This post is an essay about comic books and sex. These are things I am thinking about because of a book I am writing.

In May of 1962, the brilliant scientist Bruce Banner rushed into the site of an experimental gamma bomb detonation in order to save a teenager, young Rick Jones, from the blast. Banner stood at the blast’s center. His body absorbed a massive dose of gamma radiation. Banner soon found that when he lost control of his temper, he would become the Hulk, a super-strong, bulky monster with green skin and the collective smarts of a box of rocks. The Hulk was originally more of a monster than a hero, back when monster books still sold; Stan Lee created him by combining him with Frankenstein’s creature and the Hyde of Jekyll and Hyde. He also compared him to the golem. The Hulk looks like this:

In January 1981, Jennifer Susan Walters was shot by mobsters. To save her life, her cousin Bruce Banner offered his blood for a transfusion. The gamma radiation turned her into the She-Hulk.

Wikipedia explains the pragmatic reason for the creation of She-Hulk:

She-Hulk was created by Stan Lee, who wrote only the first issue, and was the last character he created for Marvel before his return to comics with Ravage 2099 in 1992. The reason for the character’s creation had to do with the success of the Incredible Hulk TV series (1977–82). Afraid that the show’s executives would suddenly introduce a female Hulk, resembling the popularBionic Woman, Marvel decided to publish their own version of such a character to make sure that if a similar one showed up in the TV series, they would own the rights.

She-Hulk looks like this:

You can’t really call her a “Hulk.” The Hulk is a character named for his shape. It’s not an especially appealing shape, sexually speaking. There are maybe two women alive who see the Hulk and think, “I’d like to kiss that hulk,” or “I’d like to have sex with that hulk.” (I would guess there are about two thousand men who have thought the same, but two at most who would admit it.) But you’re supposed to want to kiss She-Hulk. You’re supposed to want to fuck her body.

Wikipedia:

Power Girl is the Earth-Two counterpart of Supergirl and the first cousin of Kal-LSuperman of the pre-CrisisEarth-Two. The infant Power Girl’s parents enabled her to escape the destruction of Krypton. Although she left the planet at the same time that Superman did, her ship took much longer to reach Earth-Two.

Possessing superhuman strength and the ability to fly, she is a member of the Justice Society of America and the team’s first chairwoman. Power Girl sports a bob of blond hair; wears a distinctive white, red, and blue costume; and has an aggressive fighting style. Throughout her early appearances in All Star Comics, Power Girl was frequently at odds with Wildcat, who had a penchant for talking to her as if she were an ordinary human female rather than a superpowered Kryptonian, which she found annoying.

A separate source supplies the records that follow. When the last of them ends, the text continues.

PR #32178, opened 2021-01-27
[4.0] RTL help and options button

brianteeman:
Looks like the values for the rtl settings were the wrong way around

## Before
image

## After
image


infograf768:
Please wait on this one as it could mean there was an error for all ms- class overrides.
Can’t look at it until end of week.

brianteeman:
If there is an error it doesnt have any impact on this PR and can be addressed in its own pr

Power Girl looks like this:

I will admit that I’ve got decades of training in this matter, that Marvel Comics and to a lesser extent DC had a major role in wiring my sexual desires from a young age. But the only honest response to a body drawn and framed in this way is to want to fuck it. Not because it’s appealing, though maybe for you or me or someone else we know it is, but because this body wants it, is designed for it, presents itself in such a way that can clearly send no other message. (There is no possible other reason for the tit window.) They really do call her Power Girl. The power they mean is not the power that they say they mean. This is an open secret.

It’s not that I have a problem with pornography. I support it. And my point is not that hero comics are sexist. (Though they are.) (I don’t think the point really needs to be argued.)

What fascinates me here is the total lack of self-awareness represented by She-Hulk. I can imagine another kind of She-Hulk: one with a body that matches her name. The character is immediately more engaging. (The dark crevices of her body. The way she would smell. The incredible strength. Her shadow on a wall like a pile of other shadows. Her voice; what would her voice be like? How does she feel? What does she want? Will she take what she wants?) But our collective imagination apparently cannot accept such a creature. The creators of She-Hulk raise the spectre of this other, stranger creature, a true hulk, and then they substitute this bikini model, never realizing the fact of their own substitution.

It isn’t that I think comics should stop being sexy. What amazes me, consistently, is the limitations of their erotic imagination. Superman’s body is arguably fuckable in some depictions, I think, though he goes to great pains to live an image so cold and hollow that no reasonable person would ever want to fuck him, most of the time; so are the bodies of some of the male X-Men, in the hands of a better artist. Most male heroes are wrapped in layers of muscle so thick, hard, crude, and ugly that the mere thought of hugging them repels.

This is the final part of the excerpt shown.